- Opening Delimiter -

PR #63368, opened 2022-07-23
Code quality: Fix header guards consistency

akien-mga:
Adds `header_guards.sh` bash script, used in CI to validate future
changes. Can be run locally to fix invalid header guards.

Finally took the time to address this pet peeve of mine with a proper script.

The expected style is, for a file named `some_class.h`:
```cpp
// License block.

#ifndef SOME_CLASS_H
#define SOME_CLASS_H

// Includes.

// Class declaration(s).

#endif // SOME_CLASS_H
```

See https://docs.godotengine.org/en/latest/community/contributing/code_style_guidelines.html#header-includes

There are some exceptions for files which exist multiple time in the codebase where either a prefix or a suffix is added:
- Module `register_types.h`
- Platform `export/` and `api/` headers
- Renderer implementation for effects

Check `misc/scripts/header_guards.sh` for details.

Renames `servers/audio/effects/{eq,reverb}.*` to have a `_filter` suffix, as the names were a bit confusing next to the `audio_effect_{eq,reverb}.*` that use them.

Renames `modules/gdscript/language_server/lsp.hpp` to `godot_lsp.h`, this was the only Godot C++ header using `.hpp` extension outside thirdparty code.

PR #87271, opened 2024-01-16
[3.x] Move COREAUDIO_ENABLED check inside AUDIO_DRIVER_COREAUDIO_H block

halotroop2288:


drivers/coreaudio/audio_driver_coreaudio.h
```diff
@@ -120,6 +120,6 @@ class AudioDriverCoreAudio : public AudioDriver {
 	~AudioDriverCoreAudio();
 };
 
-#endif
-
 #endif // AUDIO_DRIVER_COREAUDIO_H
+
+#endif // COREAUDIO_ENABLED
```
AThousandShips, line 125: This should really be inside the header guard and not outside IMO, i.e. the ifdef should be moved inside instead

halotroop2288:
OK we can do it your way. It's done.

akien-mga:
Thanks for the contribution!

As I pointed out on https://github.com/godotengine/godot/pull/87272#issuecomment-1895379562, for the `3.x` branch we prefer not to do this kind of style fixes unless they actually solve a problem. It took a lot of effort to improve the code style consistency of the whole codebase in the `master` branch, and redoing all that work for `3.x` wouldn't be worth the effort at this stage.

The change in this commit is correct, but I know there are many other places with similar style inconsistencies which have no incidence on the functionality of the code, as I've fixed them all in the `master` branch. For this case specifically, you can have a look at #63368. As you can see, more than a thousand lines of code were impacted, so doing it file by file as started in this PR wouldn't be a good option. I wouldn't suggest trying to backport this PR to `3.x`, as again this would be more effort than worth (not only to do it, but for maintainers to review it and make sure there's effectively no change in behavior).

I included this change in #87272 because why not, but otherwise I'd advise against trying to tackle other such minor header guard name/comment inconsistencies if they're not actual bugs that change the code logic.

- Closing Delimiter -
- Opening Delimiter -

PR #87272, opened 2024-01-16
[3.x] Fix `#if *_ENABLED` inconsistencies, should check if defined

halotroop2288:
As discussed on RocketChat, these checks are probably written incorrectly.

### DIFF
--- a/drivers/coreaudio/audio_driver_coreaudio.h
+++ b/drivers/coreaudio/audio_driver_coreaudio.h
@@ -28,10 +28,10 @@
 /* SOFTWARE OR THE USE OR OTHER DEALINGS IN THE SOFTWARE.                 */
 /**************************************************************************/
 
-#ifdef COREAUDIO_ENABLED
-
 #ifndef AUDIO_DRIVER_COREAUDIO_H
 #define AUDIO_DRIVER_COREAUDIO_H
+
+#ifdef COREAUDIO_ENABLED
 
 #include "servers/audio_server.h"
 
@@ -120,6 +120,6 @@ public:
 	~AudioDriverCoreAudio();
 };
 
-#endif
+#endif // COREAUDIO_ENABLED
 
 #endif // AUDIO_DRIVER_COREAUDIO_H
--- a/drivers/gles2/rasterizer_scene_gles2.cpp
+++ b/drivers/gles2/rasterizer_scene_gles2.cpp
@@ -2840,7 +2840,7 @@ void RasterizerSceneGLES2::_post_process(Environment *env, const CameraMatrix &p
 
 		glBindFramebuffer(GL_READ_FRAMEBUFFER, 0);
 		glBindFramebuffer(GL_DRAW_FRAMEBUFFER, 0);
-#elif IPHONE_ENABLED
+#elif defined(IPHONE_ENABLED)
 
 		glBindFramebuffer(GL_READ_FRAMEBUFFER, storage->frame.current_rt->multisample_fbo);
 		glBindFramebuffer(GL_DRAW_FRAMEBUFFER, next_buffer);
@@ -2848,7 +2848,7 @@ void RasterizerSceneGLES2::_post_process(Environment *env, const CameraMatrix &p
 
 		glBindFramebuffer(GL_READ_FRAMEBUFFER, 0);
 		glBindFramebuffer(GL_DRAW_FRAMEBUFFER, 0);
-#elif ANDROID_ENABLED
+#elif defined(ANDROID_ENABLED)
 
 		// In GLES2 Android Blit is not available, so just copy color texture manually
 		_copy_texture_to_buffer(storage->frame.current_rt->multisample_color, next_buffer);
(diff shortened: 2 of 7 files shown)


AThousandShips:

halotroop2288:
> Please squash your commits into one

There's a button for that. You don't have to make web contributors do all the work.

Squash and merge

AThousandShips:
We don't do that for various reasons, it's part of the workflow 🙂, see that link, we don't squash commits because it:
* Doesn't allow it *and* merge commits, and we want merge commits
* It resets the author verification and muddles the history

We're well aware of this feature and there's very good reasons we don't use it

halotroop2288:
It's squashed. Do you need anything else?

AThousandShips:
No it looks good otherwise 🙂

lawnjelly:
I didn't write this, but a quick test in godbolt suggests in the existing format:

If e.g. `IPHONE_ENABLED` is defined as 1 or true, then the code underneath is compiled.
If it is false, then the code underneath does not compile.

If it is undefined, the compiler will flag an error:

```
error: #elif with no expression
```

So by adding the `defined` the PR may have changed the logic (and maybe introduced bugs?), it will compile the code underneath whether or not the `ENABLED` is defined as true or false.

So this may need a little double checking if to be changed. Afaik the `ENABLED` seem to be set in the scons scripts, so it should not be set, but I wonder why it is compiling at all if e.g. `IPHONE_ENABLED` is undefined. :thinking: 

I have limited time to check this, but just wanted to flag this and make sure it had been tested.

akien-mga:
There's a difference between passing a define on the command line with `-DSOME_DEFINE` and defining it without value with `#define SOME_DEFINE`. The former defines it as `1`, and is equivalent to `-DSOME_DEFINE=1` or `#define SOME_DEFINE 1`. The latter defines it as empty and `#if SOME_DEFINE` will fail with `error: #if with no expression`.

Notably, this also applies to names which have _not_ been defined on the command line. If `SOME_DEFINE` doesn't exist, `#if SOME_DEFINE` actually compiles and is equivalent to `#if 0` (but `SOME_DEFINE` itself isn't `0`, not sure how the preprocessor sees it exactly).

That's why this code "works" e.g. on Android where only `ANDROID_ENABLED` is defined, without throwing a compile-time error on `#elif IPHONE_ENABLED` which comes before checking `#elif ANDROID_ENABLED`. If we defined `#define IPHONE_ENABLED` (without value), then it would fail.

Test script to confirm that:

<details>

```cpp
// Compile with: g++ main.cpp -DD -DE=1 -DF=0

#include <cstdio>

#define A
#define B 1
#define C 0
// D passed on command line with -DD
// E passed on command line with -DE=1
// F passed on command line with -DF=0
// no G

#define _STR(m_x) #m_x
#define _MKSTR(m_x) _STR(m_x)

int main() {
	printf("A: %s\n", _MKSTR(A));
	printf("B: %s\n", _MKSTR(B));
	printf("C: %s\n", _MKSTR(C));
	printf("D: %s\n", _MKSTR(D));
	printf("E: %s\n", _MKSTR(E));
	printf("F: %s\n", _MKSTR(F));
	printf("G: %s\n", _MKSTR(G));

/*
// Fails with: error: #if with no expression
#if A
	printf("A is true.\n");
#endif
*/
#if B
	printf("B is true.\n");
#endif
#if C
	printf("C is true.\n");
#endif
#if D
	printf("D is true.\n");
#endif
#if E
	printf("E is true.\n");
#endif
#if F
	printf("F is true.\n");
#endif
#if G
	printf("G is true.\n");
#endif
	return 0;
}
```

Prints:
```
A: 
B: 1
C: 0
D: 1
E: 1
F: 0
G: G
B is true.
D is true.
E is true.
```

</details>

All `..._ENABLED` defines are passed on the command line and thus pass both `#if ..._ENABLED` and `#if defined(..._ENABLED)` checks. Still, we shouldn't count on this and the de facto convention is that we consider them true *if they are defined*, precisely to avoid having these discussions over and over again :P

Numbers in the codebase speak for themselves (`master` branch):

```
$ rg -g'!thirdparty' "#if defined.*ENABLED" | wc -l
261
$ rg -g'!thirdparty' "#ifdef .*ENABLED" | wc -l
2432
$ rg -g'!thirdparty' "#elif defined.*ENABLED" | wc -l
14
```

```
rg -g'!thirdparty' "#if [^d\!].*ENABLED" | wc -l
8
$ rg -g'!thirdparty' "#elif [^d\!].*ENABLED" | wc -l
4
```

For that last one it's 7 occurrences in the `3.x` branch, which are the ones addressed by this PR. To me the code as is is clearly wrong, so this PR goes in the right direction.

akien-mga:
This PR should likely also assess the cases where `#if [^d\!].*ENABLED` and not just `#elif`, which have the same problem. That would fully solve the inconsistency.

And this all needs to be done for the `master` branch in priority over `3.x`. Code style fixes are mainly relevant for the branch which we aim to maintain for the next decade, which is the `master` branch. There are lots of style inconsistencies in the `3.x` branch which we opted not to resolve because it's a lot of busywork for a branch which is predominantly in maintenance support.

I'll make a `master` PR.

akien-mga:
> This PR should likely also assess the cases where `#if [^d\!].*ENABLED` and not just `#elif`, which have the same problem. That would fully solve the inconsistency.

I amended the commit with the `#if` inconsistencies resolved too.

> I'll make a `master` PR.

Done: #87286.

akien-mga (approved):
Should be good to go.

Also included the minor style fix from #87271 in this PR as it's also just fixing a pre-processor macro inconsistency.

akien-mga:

- Closing Delimiter -

▸ **Task objective**: When you reach the line holding "PR #63368, opened 2022-07-23" in the records above, begin reproducing exactly, stop after the line holding "that use them.", and output nothing else.

▸ **Answer to this problem**:
PR #63368, opened 2022-07-23
Code quality: Fix header guards consistency

akien-mga:
Adds `header_guards.sh` bash script, used in CI to validate future
changes. Can be run locally to fix invalid header guards.

Finally took the time to address this pet peeve of mine with a proper script.

The expected style is, for a file named `some_class.h`:
```cpp
// License block.

#ifndef SOME_CLASS_H
#define SOME_CLASS_H

// Includes.

// Class declaration(s).

#endif // SOME_CLASS_H
```

See https://docs.godotengine.org/en/latest/community/contributing/code_style_guidelines.html#header-includes

There are some exceptions for files which exist multiple time in the codebase where either a prefix or a suffix is added:
- Module `register_types.h`
- Platform `export/` and `api/` headers
- Renderer implementation for effects

Check `misc/scripts/header_guards.sh` for details.

Renames `servers/audio/effects/{eq,reverb}.*` to have a `_filter` suffix, as the names were a bit confusing next to the `audio_effect_{eq,reverb}.*` that use them.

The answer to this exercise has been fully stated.